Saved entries
PR #215, opened 2024-10-12
Modify semantics of `poly_reduce()` to require unsigned canonical output

hanno-becker:
Previously, the post-condition for `poly_reduce()` was that its
output coefficients are _signed_ canonical, an unsuitable choice
in two ways:

- `poly_reduce()` is only used in the context of (de)serialization,
  where we're dealing with _unsigned_ canonical data. This mean that
  even though we were calling `poly_reduce()` ahead of `poly_tobytes()`,
  the latter did still need to do a conditional addition.
- The AVX2 implenentation of `poly_reduce()` does not produce signed
  canonical representatives, but 'almost' unsigned canonical ones in
  [0,1,...,KYBER_Q] (inclusive upper bound!) that are then subject to
  a conditional _subtraction_ during deserialization.

This commit is an attempt to clear up the situation by requiring
that `poly_reduce()` produce _unsigned canonical_ representatives,
and adjusting the C and native AArch64 implementations as well as the
serialization routines accordingly.

Finally, AVX2 assembly for poly_reduce() is added from https://github.com/pq-crystals/kyber/tree/main/avx2,
adding a conditional subtraction to achieve unsigned canonical output data.


mlkem/debug/debug.h
```diff
@@ -50,11 +63,26 @@ void mlkem_debug_print_error(const char *file, int line, const char *msg);
...
+         msg)
+
 /* Check absolute bounds on coefficients in polynomial
  * ptr: poly* of poly_mulcache* pointer to polynomial (cache) to check
  * abs_bound: Exclusive upper bound on absolute value to check */
 #define POLY_BOUND(ptr, abs_bound) \
-  POLY_BOUND_MSG((ptr), (abs_bound), "poly bound for " #ptr)
+  POLY_BOUND_MSG((ptr), (abs_bound), "poly absolute bound for " #ptr)
+
+/* Check absolute bounds on coefficients in polynomial
```
mkannwischer, line 80:
```suggestion
/* Check unsigned bounds on coefficients in polynomial
```
??

mlkem/poly.c
```diff
@@ -512,20 +513,30 @@ void poly_tomont(poly *r) {
...
  **************************************************/
 #if !defined(MLKEM_USE_NATIVE_POLY_REDUCE)
 void poly_reduce(poly *r) {
   unsigned int i;
   for (i = 0; i < KYBER_N; i++) {
-    r->coeffs[i] = barrett_reduce(r->coeffs[i]);
+    // Barrett reduction, giving signed canonical representative
+    int16_t t = barrett_reduce(r->coeffs[i]);
+    // Conditional addition to get unsigned canonical representative
+    r->coeffs[i] = scalar_signed_to_unsigned_q_16(t);
```
mkannwischer, line 535: Isn't it easier to introduce an unsigned barrett reduction?

mkannwischer (changes requested):
Small nits.

I find it a bit confusing that some of the bound functions are inclusive of the upper bounds while other are exclusive. Is there any reason for that?

Rest looks good. Thanks @hanno-becker.

mlkem/debug/debug.h
hanno-becker: yep

mlkem/poly.c
hanno-becker: you still need a conditional subtraction then, like in the avx2 code

mlkem/debug/debug.h
hanno-becker: fixed

mlkem/poly.c
mkannwischer: okay, then nvm.

hanno-becker:
> I find it a bit confusing that some of the bound functions are inclusive of the upper bounds while other are exclusive. Is there any reason for that?

Fair point. I moved to exclusive bounds everywhere.

mkannwischer (approved):
LGTM now.

PR #216, opened 2024-10-12
Add AVX2 assembly for base multiplication

hanno-becker:
Add AVX2 assembly for base multiplication from official Kyber repository.

Since we don't yet integrate all AVX2 assembly, we need to conjugate the basemul assembly with transformation to/from standard coefficient order and the custom order used by the AVX2 code.

PR #217, opened 2024-10-12
fix ci event trigger for labelling

potsrevennil:
The GH action behavior isn't ideal...

Since we need to have the event trigger set as
```
  pull_request:
    branches: ["main"]
    types: [ "labeled", "synchronize" ]
```

concurrency group would need the adjustment to avoid the previous in-progress jobs being cancelled
```
concurrency:
  group: ${{ github.workflow }}-${{ github.ref }}
  cancel-in-progress: ${{ github.event.action != 'labeled' }}
```

While setting
```
if: ${{ github.event.action != 'labeled' || github.event.label.name == 'ci' }}
```
could avoiding the job be re-run upon labeled event,

once a label is set, the UI would show that all the newly triggered job is skipped, thus can be merged, while the previous triggered jobs might failed or still in-progress. 
Anyway we can still check all the status at the `checks` tab.

IDK if this is better than the original behavior though 😞

### DIFF
--- a/.github/workflows/ci.yml
+++ b/.github/workflows/ci.yml
@@ -11,10 +11,11 @@ on:
 
 concurrency:
   group: ${{ github.workflow }}-${{ github.ref }}
-  cancel-in-progress: true
+  cancel-in-progress: ${{ github.event.action != 'labeled' }}
 
 jobs:
   build_kat:
+    name: Functional tests (${{ matrix.target.name }})
     strategy:
       fail-fast: false
       matrix:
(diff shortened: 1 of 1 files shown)


hanno-becker:
Cherry-picking this in #216

hanno-becker:
I can't confirm that this works as intended. Instead, after cherry-picking in #216, if I set the `bench` label, CI jobs will be terminated but _not_ be restarted, and vice-versa. I didn't manage to run both sets of workflows anymore at all.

DIRECTIONS FOR THIS TASK:
Nothing should appear in the answer except the lines above from the line with "Previously, the post-condition" through the line with "where we're dealing", both included, written out exactly.

RESULT OF THE EXERCISE:
Previously, the post-condition for `poly_reduce()` was that its
output coefficients are _signed_ canonical, an unsuitable choice
in two ways:

- `poly_reduce()` is only used in the context of (de)serialization,
  where we're dealing with _unsigned_ canonical data. This mean that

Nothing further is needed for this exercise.